How to draw loss per epoch

John1231983 · August 2, 2018, 9:44pm

I want to draw loss per epoch from the example https://pytorch.org/tutorials/beginner/blitz/cifar10_tutorial.html#sphx-glr-beginner-blitz-cifar10-tutorial-py

The log file is

Out:

[1,  2000] loss: 2.173
[1,  4000] loss: 1.839
[1,  6000] loss: 1.659
[1,  8000] loss: 1.600
[1, 10000] loss: 1.533
[1, 12000] loss: 1.468
[2,  2000] loss: 1.395
[2,  4000] loss: 1.378
[2,  6000] loss: 1.368
[2,  8000] loss: 1.340
[2, 10000] loss: 1.316
[2, 12000] loss: 1.307
Finished Training

where the first column is the epoch number. So if I want to draw the loss per epoch, do I need to average the loss when they have same epoch number? It will be

Epoch   Loss
1          (2.173+1.839+1.659+1.600+1.533+1.468)/6
2         ...

Have you have more simple way in pytorch?

klory · August 3, 2018, 1:36am

for epoch in range(2):  # loop over the dataset multiple times
    epoch_loss = 0.0
    running_loss = 0.0
    for i, data in enumerate(trainloader, 0):
        # get the inputs
        inputs, labels = data

        # zero the parameter gradients
        optimizer.zero_grad()

        # forward + backward + optimize
        outputs = net(inputs)
        loss = criterion(outputs, labels)
        loss.backward()
        optimizer.step()

        epoch_loss += outputs.shape[0] * loss.item()

        # print statistics
        running_loss += loss.item()
        if i % 2000 == 1999:    # print every 2000 mini-batches
            print('[%d, %5d] loss: %.3f' %
                  (epoch + 1, i + 1, running_loss / 2000))
            running_loss = 0.0

    # print epoch loss
    print(epoch+1, epoch_loss / len(trainset))
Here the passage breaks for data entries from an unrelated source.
PR #3176, opened 2017-06-26
Only allow InconsistentStateException to deactivate the current activation

ReubenBond:
As pointed out by @jdom, if a grain allows an `InconsistentStateException` to escape, then every grain in the call chain will be deactivated.

This fixes that by introducing a flag onto the exception itself. The flag is reset when the exception first passes through the invoker and the current activation is deactivated.


jdom:

jdom:

PR #3178, opened 2017-06-27
Service Fabric: make cluster change notifications determinsitic

ReubenBond:
There is some flakiness in the `HandlesSiloAdditionAndRemoval` test which was caused by non-deterministic execution order of the notifications since we started scheduling those on the task scheduler (see #3059). 

Tests use the default task scheduler (multi-threaded, no strict ordering), real deployments use single-threaded task scheduler. So this PR tightens up the ordering of notifications and fixes a few other issues:
* Starts an async worker using the captured task scheduler to process all notifications. The worker awaits an `AutoResetEvent` and pulls notifications from a queue and delivers them in order.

print('Finished Training')

John1231983 · August 3, 2018, 2:04am

Thanks. So we have to modify the code. I think this may be good option

Dominik_Winterer · October 5, 2018, 9:12am

@klory
Why do you multiply the loss.item() with the first dimension of the outputs tensor.
This seems odd to me.

epoch_loss += outputs.shape[0] * loss.item()
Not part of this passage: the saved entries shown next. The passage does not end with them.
Issue #3184, opened 2017-06-29
Allow reentrancy within a grain call chain


sergeybykov:
There've been multiple request for this narrow deadlock prevention feature - to allow reentrancy for calls to grains that are already part of the call chain. For example, if grain A calls grain B, and while executing the invoked method B calls back to A, today that B->A call will deadlock and eventually time out, unless A is marked as `[Reentrant]`. The proposal here is to allow the B->A call to execute (while A is awaiting its call to B) even if A is not marked as `[Reentrant]`.

The argument for this change is that reentrancy within a single call chain is relatively safe compared for reentrant parallel execution of multiple independent requests, and that the benefit of avoiding deadlocks within a call chain would save a significant amount of developer's cognitive effort of avoiding cycles in call chains, some of which may not be obvious, and finding the root causes of deadlock timeout happening at run time.

If we were to implement this, we could make this behavior either the default or an explicit opt-in via a configuration switch. The opt-in options appears safer because if doesn't change the default behavior. However, if we made this the default, the only cases that would be potentially impacted are those that would cause a deadlock today anyway. So it seems to me that making reentrancy within a call chain the default behavior is actually pretty safe, even though it would technically be a breaking change.

We would need to pass additional information with every message, which could have a performance impact. That's a potential argument for opt-in, unless we find no measurable performance difference.

gabikliot:
I think this is already implemented in our code base, just disabled.
We have deadlock detection phase one implemented and it does what u described above. Upon detecting a cyclic deadlock, it now throws deadlock exc. In your proposal, we will change it to allow concurrency.
Unless we deleted that code when we went open source. But I think it is still there.

:-)
Isn't that nice?

gabikliot:
https://github.com/dotnet/orleans/blob/2af52f7401b6f06b6c7f3d100349b889478591e0/src/OrleansRuntime/Core/InsideRuntimeClient.cs#L285
and we even have a test.

dVakulen:
@gabikliot  Just wanted to write that the part is that there's already tests for this.

sergeybykov:
@gabikliot Nice! I completely forgot about the deadlock detection feature that's been disabled for years, and didn't think we could reuse it. IIRC at the time there was a suspicious performance drop because of which we never enabled the feature. Need to retest now.

gabikliot:
[...]

PR #3185, opened 2017-06-30
Allow reentrancy within a grain call chain

dVakulen:
Addresses https://github.com/dotnet/orleans/issues/3184

Not configurable for now. 
In addition allows grain calls to itself. 
Forces creation of ```RequestContext``` dictionary + sometimes List object for message, so the performance drop should be visible, but as this only requires existence of two ```ActivationId``` properties in Message - there's big room for easy optimization. 

As usually - perf tests should be ran before making following decisions.


src/Orleans/Messaging/RequestInvocationInfoAccessor.cs
```diff
@@ -0,0 +1,75 @@
...
+
+        public void AddInvokationInfo(Message message)
+        {
+            if (message.TargetGrain.IsSystemTarget)
+            {
+                return;
+            }
+
+            // assumes deadlock information was already loaded into RequestContext from the message
+            var thisInvocation = Config.Globals.PerformDeadlockDetection ? new RequestInvocationHistory(message) : new RequestInvocationInfo(message);
```
dVakulen: Assumes knowledge of the callee, will rewrite

src/Orleans/Messaging/RequestInvocationInfoAccessor.cs
```diff
@@ -0,0 +1,75 @@
...
+            var list = obj as IList;
+            if (list != null)
+            {
+                invokationInfoList = list;
+                return true;
+            }
+
+            // only one info entry in request context, deadlock is impossible,
+            // as call to itself is now allowed
+            return false;
```
dVakulen: Another assupmtion, will rewrite

src/Orleans/Messaging/RequestInvocationHistory.cs
```diff
@@ -2,24 +2,34 @@
 
 namespace Orleans.Runtime
 {
+    [Serializable]
+    internal class RequestInvocationInfo
```
dVakulen: RequestInvocationHistory contains unnecessary ```GrainId``` and ```DebugContext``` properties, and the latter one may consume pretty large partof serialized message size.

dVakulen: Also optimizes common case of single grain - > grain call.

dVakulen:

dVakulen:
The performance tests has shown drops from 15% on NightlyLoadTest up to 50% on PingLoadTest_RandomReentrant_MultiSilos. They are due to creation of ```RequestContext``` dictionary. 
But, as this is meant to support only specific cases such as  A -> A, and A -> B -> A call chains - only two additional ActiovationIds needs to be present in message headers. So they can be stored as two new properties of ```HeadersContainer``` object, thus only additional cost will be on transporting of them.

ReubenBond:
@dVakulen a single ActivationId ought to be able to support call chains of arbitrary length / complexity as long as we temporarily record that ActivationId on each activation in a given call chain. We don't need a list, just a single id. It would be better if it wasn't the ActivationId, but some other correlation id (like the `ActivityId` of `RequestContext`, depending on how expensive that is to use). That way a single re-entrant grain doesn't make all grains it calls reentrant. Eg,
[Reentrant] GrainA calls regular GrainB, and while GrainB is processing that request, reentrant GrainA calls it again.

So we could use a single identifier, generated on the first activation which a call is destined for.

dVakulen:
@ReubenBond Current implementation doesn't make  grains called by re-entrant grain reentrant either. 

>temporarily record that ActivationId\CorrelationId on each activation in a given call chain. . We don't need a list, just a single id.

But what about fan-out calls case?

ReubenBond:
@dVakulen What I mean is that a solution involving a single id may be more performant without sacrificing correctness.

Any fan-out must originate from a single grain, so the id would be propagated to all subsequent calls. The id could be set when a grain first receives a message if that message does not already specify an id.

gabikliot:
Reuben, in that protocol with a single id, we will also need to locally record the IDs that passed via each activation along the chain, and obviously also delete them.
Was that your idea?

The msg can be tacked on the client. And on the silo, we already have a global dictionary of all current in flight msgs. This is callback data. But those are keyed by one hop id. So u will need another dictionary, by "chain I'd". But you can cleanup in the same time as cleaning callback datas.

Yes, seems like this can work. Nice idea!

gabikliot:
You obviously loose the details of the cycle, which was part of the goal of the original deadlock detection feature. But for reentrancy, we don't need the details.

gabikliot:
Not supporting compatibility is not an option in my opinion. Whatever solution is chosen, compatibility (mixed version deployment) should be supported. 
And it can be supported, with any of the options. In the original protocol it would mean not participating in the deadlock detection if the server is of an older version and making sure mixed version does not break anything else.
It might be easier to build backward compat version with the 2nd protocol, if you don't introduce a new header. In the 1st protocol the messaging stack should be ready to deal with a new, unrecognized header and pass it through.

sergeybykov:
>There is a benefit to keeping this information in the request context as opposed to moving it to the message headers directly: it wouldn't break compatibility with existing deployments. Maybe it's worth breaking compatibility, though

I'm not sure I understand the compatibility concerns here. My thought were similar - we check the header of the message we process for the call chain ID (instead of the activation ID or the whole call history), and generate a new one (GUID?) if we can't find it. We keep it in memory associated with the request we are processing and put a copy into any outgoing message. `RequestContext` is the obvious place, but the performance implications of using it make the header alternative attractive.

Where does compatibility get violated? The new header would be completely transparent for any code that isn't aware of it. So what's the problem?

ReubenBond:
@sergeybykov my bad: the serialization of the `HeadersContainer` isn't so rigid that it cannot be modified without breaking compat - so there's no issue here. There's room for a few more fields there.

dVakulen:
Implementation with single `CallChainId` in `Headers` shows the following performance results: 

 **This PR:**

| Test | TPS Moving Avg | 
|--|--|
| NightlyLoadTest | 182857.7 |
| ActivationCollectorStressTest | 212775.5 |
| PingLoadTest_LocalReentrant | 115425.3 |
| PingLoadTest_RandomReentrant_MultiSilos | 272430.3 |
Commit: 51c08fccaf7a162ef9f0cb94852ea92b6a32b9de

**MASTER:** 

| Test | TPS Moving Avg | 
|--|--|
| NightlyLoadTest | 188474.4 |
| ActivationCollectorStressTest | 207271.1 |
| PingLoadTest_LocalReentrant | 115394.7 |
| PingLoadTest_RandomReentrant_MultiSilos | 268381.9 |

Commit: 95cf545d0a86adebbfbc5810279d0f00d769dfcf

Some perf drop in NightlyLoadTest  may be just test fluctuation.

ReubenBond:
@dotnet-bot test functional

ReubenBond:

ReubenBond:
@dotnet-bot test functional

sergeybykov:
@dotnet-bot test functional

sergeybykov:
I see 3 test failures:
>UnitTests.StreamingTests.SMSStreamingTests.SMS_09_ManySame_ManyProducerGrainsManyConsumerGrains
UnitTests.StreamingTests.SMSStreamingTests.SMS_10_ManySame_ManyConsumerGrainsManyProducerGrains
UnitTests.StreamingTests.SMSStreamingTests.SMS_12_ManySame_ManyProducerClientsManyConsumerGrains

All caused by
>Orleans.Storage.InconsistentStateException : e-Tag mismatch in Memory Storage

which appears related to reentrancy. The question I have here is are these test issues or the Memory Storage provider needs to be adjusted/configured or there's an issue with this change?

dVakulen:
I'll take a look at these test failures tomorrow.

dVakulen:
The test fails were fixed. Implemented ~ zero cost [solution](https://github.com/dotnet/orleans/pull/3185/files#diff-05e8ff586dec9c6e8cc5310a9a07508dR339), which covers  A -> A, and A -> B -> A cases.

src/Orleans.Runtime/Catalog/ActivationData.cs
```diff
@@ -267,6 +267,8 @@ internal bool TryGetExtensionHandler(Type extensionType, out IGrainExtension res
 
         #endregion
 
+        public HashSet<GrainId> RunningRequestsSenders { get; } = new HashSet<GrainId>();
```
dVakulen: For simplicity duplicate senders tracking wasn't implemented. Can be added in case of need.

src/Orleans.Runtime/Core/Dispatcher.cs
```diff
@@ -325,14 +325,31 @@ private bool ActivationMayAcceptRequest(ActivationData targetActivation, Message
         public bool CanInterleave(ActivationData targetActivation, Message incoming)
         {
             bool canInterleave = 
-                   catalog.CanInterleave(targetActivation.ActivationId, incoming)
-                || incoming.IsAlwaysInterleave
+                   incoming.IsAlwaysInterleave
                 || targetActivation.Running == null
-                || (targetActivation.Running.IsReadOnly && incoming.IsReadOnly);
+                || (targetActivation.Running.IsReadOnly && incoming.IsReadOnly)
+                || targetActivation.ActivationId.Equals(incoming.SendingActivation)
```
dVakulen: For A -> A case. Also checks were rearranged accordingly to their costs.

src/Orleans.Runtime/Catalog/ActivationData.cs
```diff
@@ -477,6 +479,11 @@ public void RecordRunning(Message message)
             // Note: This method is always called while holding lock on this activation, so no need for additional locks here
 
             numRunning++;
+            if (message.Direction != Message.Directions.OneWay && message.SendingGrain != null)
```
ReubenBond: Should we add a check for `SendingGrain.IsClient`? We cannot reasonably expect that two calls from the same client are in the same call chain. We could support call chains from the client, but we would need to have some other kind of identifier (eg, client messages could stick a unique id into the request context) - but that adds complexity.

So for now we should consider just avoiding adding clients here.

ReubenBond:
LGTM after the last comment is addressed (`IsClient` check)

src/Orleans.Runtime/Catalog/ActivationData.cs
dVakulen: Agree, check added.

src/Orleans.Runtime/Catalog/ActivationData.cs
```diff
@@ -477,6 +479,13 @@ public void RecordRunning(Message message)
             // Note: This method is always called while holding lock on this activation, so no need for additional locks here
 
             numRunning++;
+            if (message.Direction != Message.Directions.OneWay 
+                && message.SendingGrain != null
+                && !message.SendingGrain.IsClient)
+            {
+                RunningRequestsSenders.Add(message.SendingGrain);
```
ReubenBond: I think this should be `SendingActivation`, instead. It's a corner case, but we could see multiple activations with the same `GrainId` (i.e, during partial failure scenarios).

ReubenBond:
Thinking more deeply about this, I'm concerned that we don't have sufficient test coverage.

A couple of specific scenarios which come to mind:
* Fan-out with cross-calls
  * We have non-reentrant grains `A`, `B`, & `C`.
  * `A` initiates a call to `B` & `C` simultaneously. `B` and `C` call each-other before returning to `A`.
  * These calls are in the same call chain (mutual reentrancy into `B` & `C` should be permitted here)
* `[Reentrant]` grain calls non-reentrant grain
  * `A` is reentrant and `B` is not
  * `A` receives multiple requests from external source and calls `B` which performs some async database work
  * These calls are not in the same call chain: reentrancy into `B` should not be permitted for multiple concurrent calls from `A` to `B`

Are those cases covered by this PR? It's understandable if the first case is not supported (deadlock), but the second one is a question of safety: `B` has no reason to expect reentrant calls since it's not making any grain calls.

The general strategy with the `RunningRequestsSenders` seems right to me, but I think the id stored in that value should be unique for the call chain rather than fixed & per-sender.

ReubenBond:
@dotnet-bot test bvt

ReubenBond:
@dotnet-bot test functional

sergeybykov:
@dotnet-bot test functional

sergeybykov:
@dotnet-bot test functional

dVakulen:
Added `AllowCallChainReentrancy` option to `GlobalConfiguration`.

Docs will be updated after merge.

ReubenBond:
@dVakulen I added two commits:
* To disable this by default in order to be conservative. We can enable it by default once everyone is back from their holidays
* To migrate to the IOptions pattern.

Does this sound fine to you?

ReubenBond:
@dotnet-bot test functional

dVakulen:
@ReubenBond  Yes, it does, thank you.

klory · October 5, 2018, 1:09pm

The loss is averaged by the batch_size, which is the first dimension

Dominik_Winterer · October 5, 2018, 1:58pm

where is the average here? Shouldn’t you divide instead of multiplying?
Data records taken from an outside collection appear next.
PR #3182, opened 2017-06-28
Make ReconstructClientIdPartitionTest_Request test more reliable

jdom:
Increase ProbeTimeout to reduce chances of failures in slower machines.
Speed up test setup by restarting client instead of entire cluster.

PR #3192, opened 2017-07-03
Commits cherry-picked for 1.5.0 final

sergeybykov:


jdom:
https://github.com/dotnet/orleans/pull/2856 should be included too. We finally reached consensus

jdom:
Please include #3140 and #3182. There're just test fixes, but they are more reliable in case we need to create patches for it too, not just the current release.

sergeybykov:
Added #3140 and #3182.
The consensus about #2856 is not to rush it to 1.5.0. :-)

klory · October 16, 2018, 3:06am

Inside the definition of criterion
https://pytorch.org/docs/stable/nn.html#torch.nn.CrossEntropyLoss

MauroCE · November 3, 2020, 3:35pm

I really couldn’t understand this for a long time. I think what Klory is trying to say is this:

If you look at most loss functions (e.g. Cross Entropy Loss) you will see that reduction="mean". This means that the loss is calculated for each item in the batch, summed and then divided by the size of the batch.
If you want to compute the standard loss (without the average) you will need to multiply the mean loss outputted by criterion() with the batch size, which is outputs.shape[0].